Word for word, give every line of the listing again.

········

PR #7163, opened 2026-08-11
ui: display last updated information in edit note modal

joecarver:


jessicamcinchak (approved):
Great !

Per prior conversation, I think there's still an open question here of if "Last edited" should refer to _just editing content_ (completed here) and _moving position of note_ (not here, will require db schema change first - then adjust queries here to return both, and just display "max" date?).

Happy for second condition to be picked up in follow-up PR in future though so first piece is still demo-able at S&T tomorrow!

········

Written reply:
PR #7163, opened 2026-08-11
ui: display last updated information in edit note modal

joecarver:


jessicamcinchak (approved):
Great !

Per prior conversation, I think there's still an open question here of if "Last edited" should refer to _just editing content_ (completed here) and _moving position of note_ (not here, will require db schema change first - then adjust queries here to return both, and just display "max" date?).

Happy for second condition to be picked up in follow-up PR in future though so first piece is still demo-able at S&T tomorrow!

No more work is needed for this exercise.